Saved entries
PR #3628, opened 2016-02-18
should deal with ~/.bash_sessions_disable

fanyeren:
shell_session_update not found when ~/.bash_sessions_disable exists

Signed-off-by: feng xiahou xiahoufeng@yahoo.com


mpapis:
well, I would think we should just check `if is_a_function shell_session_update`

fanyeren:
@rys done

PR #3649, opened 2016-03-22
Bump jruby version to 9.0.5.0

### LINKED ISSUE #3648: jruby should default to 9.0.5.0
I have a `.ruby-version` file in my project that looks like this:

```
$ cat .ruby-version
jruby
```

When I cd to this folder, I get the following:

```
$ cd foo
Unknown ruby string (do not know how to handle): jruby-9.0.4.0.
jruby-9.0.4.0 is not installed.
To install do: 'rvm install jruby-9.0.4.0'
```

I do have 9.0.5.0 installed, but it seems to prefer 9.0.4.0 for some random reason. I just did `rvm get head`, but it didn't help. Tried to poke around in this repo but couldn't find any obvious place where `jruby` is pointed at `9.0.4.0`. Any ideas/suggestions? TIA.

rys:
Fixes #3648


perlun:
Thanks! Working perfectly now. :clap:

Your assignment = All the entries above need to be reproduced exactly.

Answer for this exercise =
PR #3628, opened 2016-02-18
should deal with ~/.bash_sessions_disable

fanyeren:
shell_session_update not found when ~/.bash_sessions_disable exists

Signed-off-by: feng xiahou xiahoufeng@yahoo.com


mpapis:
well, I would think we should just check `if is_a_function shell_session_update`

fanyeren:
@rys done

PR #3649, opened 2016-03-22
Bump jruby version to 9.0.5.0

### LINKED ISSUE #3648: jruby should default to 9.0.5.0
I have a `.ruby-version` file in my project that looks like this:

```
$ cat .ruby-version
jruby
```

When I cd to this folder, I get the following:

```
$ cd foo
Unknown ruby string (do not know how to handle): jruby-9.0.4.0.
jruby-9.0.4.0 is not installed.
To install do: 'rvm install jruby-9.0.4.0'
```

I do have 9.0.5.0 installed, but it seems to prefer 9.0.4.0 for some random reason. I just did `rvm get head`, but it didn't help. Tried to poke around in this repo but couldn't find any obvious place where `jruby` is pointed at `9.0.4.0`. Any ideas/suggestions? TIA.

rys:
Fixes #3648


perlun:
Thanks! Working perfectly now. :clap:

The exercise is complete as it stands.